PR #467, opened 2023-10-22
Fix handling of explict close

bdraco:
The check for next_event was not correct for explict closes as https://github.com/python-hyper/h11/blob/a2c68948accadc3876dffcf979d98002e4a4ed27/h11/_connection.py#L445

will only return h11.ConnectionClosed as an object and not a type

### DIFF
--- a/pyhap/hap_protocol.py
+++ b/pyhap/hap_protocol.py
@@ -46,7 +46,7 @@ class HAPServerProtocol(asyncio.Protocol):
         connections: Dict[str, "HAPServerProtocol"],
         accessory_driver: "AccessoryDriver",
     ) -> None:
-        self.loop: asyncio.AbstractEventLoop = loop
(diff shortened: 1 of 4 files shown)


pyhap/hap_protocol.py
```diff
@@ -246,27 +246,33 @@ def _process_one_event(self) -> bool:
         logger.debug(
             "%s (%s): h11 Event: %s", self.peername, self.handler.client_uuid, event
         )
-        if event in (h11.NEED_DATA, h11.ConnectionClosed):
```
bdraco, line 249: This bug was missed because there was no explicit test and it looked like it was covered because we did match on NEED_DATA

bdraco:
Thanks. It would probably be good to get a patch release for this since it can leave around connections otherwise

PR #470, opened 2023-11-27
Late-import base36 and QR code libraries; remove SUPPORT_QR_CODE flag

akx:
Some tests run locally for `home-assistant/core` would fail with a cryptic "base36 is not defined" error if that library was not installed.

This PR:

* makes that error message cleaner – it's now a `RuntimeError` that has the import error as a reason
* makes `pyhap` not import `base36` or `QRCode` at all until they are needed 
  * in doing that removes the `SUPPORT_QR_CODE` flag; based on [GitHub Code Search](https://github.com/search?q=SUPPORT_QR_CODE+language%3APython&type=code&l=Python) there are no external users for that flag that I can see.


akx:
Ping @ikalchev :)

ikalchev:
Sorry for the huge delay on that!

Issue #596, opened 2014-05-27
Maximum times a user can vote on a poll


Polarbear541:
So as per the original roadmap thread, I have been working on adding an option which allows you to specify the maximum number of times a user can vote on a poll. But after seeing #583 I'm wondering whether I've misunderstood the idea.

My interpretation is shown below:
![image](https://cloud.githubusercontent.com/assets/2014518/3095400/67c5a522-e5c7-11e3-9234-ae599ece2151.png)
Where the user can vote multiple times on the same poll.

My question is will this be useful and should I continue to work on it? :P

JN-Jones:
@mybb/developers @mybb/management @mybb/sqa As we're already at 1.8.8 without ever getting this done I'm not sure whether we really need this. Especially since we decided to concentrate on 2.0 and stop adding features to 1.8. While @Polarbear541 had done some work on this (#1095) it doesn't look like that PR was near done. So I'd propose closing this and instead keep it in mind for 2.0.

Stefan-ST:
It's certainly not a feature that has been requested many times.

JN-Jones:
@euantorano Fine with closing this too?

euantorano:
Yep, no objections here.

PR #1095, opened 2014-08-02
WIP Feature #596

Polarbear541:
This is what I have so far for feature #596. It's still a WIP, it doesn't work with multiple option polls yet (though I'm not sure why you'd want to vote multiple times on a multiple options poll anyway) and undoing votes doesn't work either.

Also I'm still yet to sort out guest voting with the IP address restrictions.


Destroy666x:
Closing this since I don't think @Polarbear541 will fix the conflict anytime soon.

PR #1370, opened 2014-09-03
fix: inline error for username taken (guest post/thread), refs #841

Nik101010:
#841

### DIFF
--- a/newreply.php
+++ b/newreply.php
@@ -310,27 +310,18 @@ if($mybb->input['action'] == "do_newreply" && $mybb->request_method == "post")
 	// If this isn't a logged in user, then we need to do some special validation.
 	if($mybb->user['uid'] == 0)
 	{
-		// Check if username exists.
-		if(username_exists($mybb->get_input('username')))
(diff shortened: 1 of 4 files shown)


Sama34:
@Nik101010

Nik101010:
@Sama34 sanatizing usernames in the build_postbit function would make sense, but this could lead to stuff beeing double escaped... 
I reviewed the whole files, I found one path were the username was not sanatized... added it in this case

PaulBender:
Everything looks good to me, if no one else has any issues, this can be merged.

newreply.php
```diff
@@ -1074,7 +1055,7 @@
 			$post = $db->fetch_array($query);
 			if(!$mybb->user['uid'] || !$post['username'])
 			{
-				$post['username'] = $mybb->get_input('username');
+				$post['username'] = htmlspecialchars_uni($mybb->get_input('username'));
```
Sama34: Please revert this. the `build_postbit` function will handle this on another PR.

Nik101010:
@Sama34 I reverted the last commit ...

PR #1455, opened 2014-09-18
Fix #1453

### LINKED ISSUE #1453: Smilie breaks JS when ending with backslash
Hi all

After upgrading my forum to 1.8 I noticed that no js based stuff worked at all and I tracked it back to one of my smilies, which had the code ":-\" at the time. That code is inserted in the smilie function in js and escapes the closing quote =&gt; js syntax error.
I've changed to ":-/" for now so it works but the smilie codes should be checked before inserting them in js.

Bye.

Original thread: [Smilie breaks JS when ending with backslash](http://community.mybb.com/thread-159684.html)

Destroy666x:
Used addslashes() to prevent smilie JS errors (not sure if it's the best
solution, but it was used in misc.php only for some reason).

Also added spaces in misc.php inserter for consistency and listed the
replacements in new lines instead of separating them with space/comma
which looks kinda weird.

https://github.com/mybb/mybb/issues/1453

### DIFF
--- a/admin/inc/class_page.php
+++ b/admin/inc/class_page.php
@@ -887,8 +887,8 @@ EOF;
 					$finds_count = count($finds);
 					
 					// Only show the first text to replace in the box
-					$find = htmlspecialchars_uni($finds[0]);
-					$image = htmlspecialchars_uni($image);
+					$find = addslashes(htmlspecialchars_uni($finds[0]));
+					$image = addslashes(htmlspecialchars_uni($image));
 					if(substr($image, 0, 4) != "http")
 					{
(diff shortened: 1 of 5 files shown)


PaulBender:
Looks good to me, just need to fix the merge conflicts.

Sama34:
I tested this and also worked fine.

ATofighi:
@Destroy666x

PaulBender:
Merge conflicts still need fixing

JN-Jones:
Merged manually, changed template version to `1804`.

PR #1521, opened 2014-10-14
Redirect_profileupdate - small change

Cu8eR:
for more info: http://community.mybb.com/thread-161147.html


Destroy666x:
The capitalization should be corrected, for example:

> You will be now returned to the Username settings.

There is no reason to capitalize only the `Username` part.

Cu8eR:
@so, no capital letters? Or chenge it to "Username Settings"?

Destroy666x:
Either no capital letters or the exact name of the page, for example `Change Username page` (as in the menu).

Cu8eR:
Updated

Destroy666x:
It's ok.

Anyways, some more things:
- few phrases have `Thank you,` at the beginning and the rest not, I'd remove it from all phrases for consistency
- Edit Options redirect string is wrong, it says you're redirected to the subscription list
- https://github.com/Cu8eR/mybb/blob/patch-2/inc/languages/english/usercp.lang.php#L367 could be changed too, it redirects to the subscription list

Cu8eR:
About the second point - you mean L327?

Destroy666x:
Yep.

Cu8eR:
@Destroy666x - should be OK now

Issue #1526, opened 2014-10-17
Make usage of $mybb->get_input() instead of $mybb->input[]


JanMalte:
The input should be accessed by ```$mybb->get_input()``` instead of ```$mybb->input[]```.

JanMalte:
@Sama34 I'm working on it, but as already stated, it is quite a lot of work to be done and tested.

JanMalte:
I think all changes are made and can be merged. Only calls with casting were replaced by the method call alternative.

Destroy666x:
It's still not optimised (UserCP actions), `MyBB::INPUT_STRING` was used inconsistently only in several function calls (the rest is empty and in my opinon all should have stayed empty) and you introduced a syntax error in admin/modules/config/mod_tools.php

JanMalte:
@Destroy666x Could you show me the syntax error?

I've added some more commits to fix the points Destroy666x mentioned. If something still doesn't fit, please tell me and give an example how it should be.

Destroy666x:
I think we can close this too, unless someone has time to work on it properly.

euantorano:
Yep, I'm all for closing it unless somebody is willing to put themselves forwards to work upon it.

Destroy666x:
Closing then, feel free to reopen if you're going to make a PR.

PR #1527, opened 2014-10-17
changed ->input[] to ->get_input()

JanMalte:
PR for issue https://github.com/mybb/mybb/issues/1526


ATofighi:
We can’t automatically merge this pull request.

JanMalte:
The PR should now be able to merge.

Destroy666x:
This PR is still not good. You're:
- not using `get_input()` where it would be nice to see
- using `get_input()` where it's not needed, for example what's the point of calling the function 30 times in usercp.php when the correct value is already assigned to another variable? https://github.com/JanMalte/mybb/blob/feature-1526/usercp.php#L53
- adding the `MyBB::INPUT_STRING` to some places while we decided to skip this parameter since it's default, I think.

JanMalte:
Adding ```MyBB::INPUT_STRING``` was only by merging the changes of @ATofighi 

Assigning the casted value to the input array and accessing it directly isn't the way it was supposed to be used. The code wasn't optimized, as this would make the PR bigger then necessary and would mix different aspects together.
After merging this PR, the code could be optimized by assigning the value to a local variable and remove duplicated method calls. But I would strongly suggest to keep this in a separate PR, as it makes merging much easier.

Using ```MyBB::get_input()``` for multi level array access is not very well tested right now, therefor this was skipped for now, but can come later in a new PR, I think.

ATofighi:
but I don't use `MyBB::INPUT_STRING`...
this is my changes: https://github.com/mybb/mybb/commit/cf871e276d93218e1107f51ec8531e5da174506a
do you see any `MyBB::INPUT_STRING` in it?

Destroy666x:
> Assigning the casted value to the input array and accessing it directly isn't the way it was supposed to be used.

You're missing the "because..." part here. I don't see any reason why not, as long as the proper check is done it doesn't matter if the result is assigned to `$mybb->input['action']` or `$randomvariable`. Not saying that the 2nd isn't better, but the 1st is proper too.

> The code wasn't optimized, as this would make the PR bigger then necessary and would mix different aspects together.

But we won't accept a PR that makes the code much less optimised for no reason, that's the point.

Sama34:
I agree there is no need to replace all `$mybb->input[''action]` with `$mybb->get)input('action')` since, as it was already mentioned it was done that way for performance reasons. And while it may not be a big difference for low frequency visited pages it may be for the rest, `usercp.php` in this case for example.

admin/modules/config/mod_tools.php
```diff
@@ -865,7 +865,8 @@ function checkAction(id)
 
 			if($mybb->get_input('threadprefix', MyBB::INPUT_INT) >= 0)
 			{
-				$thread_options['threadprefix'] = $mybb->get_input('threadprefix', MyBB::INPUT_INT);
+				$thread_options['threadprefix'] = $mybb
+                    ->get_input('threadprefix', MyBB::INPUT_INT);
```
Destroy666x: I meant this line when speaking about the syntax error, but I may have noticed wrong and it possibly doesn't throw anything. But It should be reverted regardless - no need to separate it into a new line.

dequeues:

Destroy666x:
IMO we should just close this, there's been absolutely no progress since we pointed out inconsistencies and suboptimal code 1.5 year ago.

euantorano:
I'm closing this for now due to the above.

PR #1547, opened 2014-10-24
Fix #1545

### LINKED ISSUE #1545: is_member() should always return true for "-1"
The is_member(&#36;groups) function (inc/functions.php) should always return true if &#36;groups is -1.
The new setting type groupselect saves the -1 value for the given field if All groups option was selected, so the function should check the groups accordingly.

Original thread: [is_member() should always return true for "-1"](http://community.mybb.com/thread-159313.html)

Destroy666x:
Add -1 handling to `is_member()` function.
https://github.com/mybb/mybb/issues/1545

### DIFF
--- a/inc/datahandlers/post.php
+++ b/inc/datahandlers/post.php
@@ -390,11 +390,7 @@ class PostDataHandler extends DataHandler
 		}
 
 		// Check to see if this person is in a usergroup that is excluded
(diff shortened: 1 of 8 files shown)


Sama34:
So I assume you can now finish this up? :P

Destroy666x:
This is finished now.

PaulBender:
Everything works for me

PR #1574, opened 2014-11-01
Fixes #1573 "Can post replies?" doesn't override "Can only reply to own ...

### LINKED ISSUE #1573: "Can post replies?" doesn't override "Can only reply to own threads?"
"Can post replies?" doesn't override "Can only reply to own threads?"

Stefan-ST:
...threads?"
Fixes #1573


Destroy666x:
Merging this and will open a new issue,

PR #1602, opened 2014-11-09
Base Database Class

euantorano:
http://community.mybb.com/thread-162474.html

This pull request adds a base database class based on the MySQL classes but that works with MySQL, PgSQL and SQLite.

Also fixes potential error in db_pdo where it was using an undeclared variable $user when connecting.

### DIFF
--- a/inc/db_base.php
+++ b/inc/db_base.php
@@ -8,7 +8,7 @@
  *
  */
 
-abstract class DB_Base
+interface DB_Base
 {
     /**
      * Connect to the database server.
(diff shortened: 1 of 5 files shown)


PirataNervo:
@euantorano you forgot to load the DB_Base interface in the core.

euantorano:
Damn. Forgot we don't have such a thing as an autoloader :(

PirataNervo:
I'm creating a new PR now

PirataNervo:
https://github.com/mybb/mybb/issues/1652

Sama34:
Was concerning such thing :P

Issue #1555, opened 2014-10-26
Template Edit Bug


Destroy666x:
Its not that big of a bug but when I went to edit the templates, it looked like this.
[attachment=32260]

Original thread: [Template Edit Bug](http://community.mybb.com/thread-158012.html)

PaulBender:
Fixed in #1611

PR #1611, opened 2014-11-13
Fix #1592 and #1555

### LINKED ISSUE #1592: Search error when code mirror is on
Hi,

Browsers Search option is a necessary tool for designers to find their needed codes between themes and templates codes; But you can't use browsers search option (Ctrl+F) when Code Mirror is Turned on.It6 doesn't work!

Original thread: [Search error when code mirror is on](http://community.mybb.com/thread-158635.html)

Destroy666x:
Allows users to search CodeMirror content with browser by introducing the `viewportMargin: Infinity` option:
https://github.com/mybb/mybb/issues/1592

Ensures that the CodeMirror is always max. 100% width:
https://github.com/mybb/mybb/issues/1555

Also fixed tabbing issue (2 spaces were inserted instead of a tab due to outdated CodeMirror option usage) and a small typo in comment.

### DIFF
--- a/admin/inc/class_form.php
+++ b/admin/inc/class_form.php
@@ -894,7 +894,7 @@ class DefaultFormContainer
 	/**
 	 * Initialise the new form container.
 	 *
-	 * @param string The title of the forum container
+	 * @param string The title of the form container
 	 * @param string An additional class to apply if we have one.
 	 */
 	function __construct($title='', $extra_class='')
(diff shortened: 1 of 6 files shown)


Sama34:
This is the default style sheet with your edits:
clipboard01

After typing:
clipboard0

Destroy666x:
@Sama34, this should fix it after cache refresh.

PaulBender:
All looks good to me. Tested in all major browsers (Firefox, Google Chrome, Opera and Internet Explorer) and can't find anything wrong.

PR #1655, opened 2014-11-22
Fix #1654

### LINKED ISSUE #1654: Hidden forum stats.php appears
Forum permissions closed. But appear in the statistics.

"Forum" view closed.

Original thread: [Hidden forum stats.php appears](http://community.mybb.com/thread-163221.html)

Destroy666x:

==========

# Your task
Only lines that contain "optimised" are needed, so copy each of them from the data.

# Written response
It's still not optimised (UserCP actions), `MyBB::INPUT_STRING` was used inconsistently only in several function calls (the rest is empty and in my opinon all should have stayed empty) and you introduced a syntax error in admin/modules/config/mod_tools.php
But we won't accept a PR that makes the code much less optimised for no reason, that's the point.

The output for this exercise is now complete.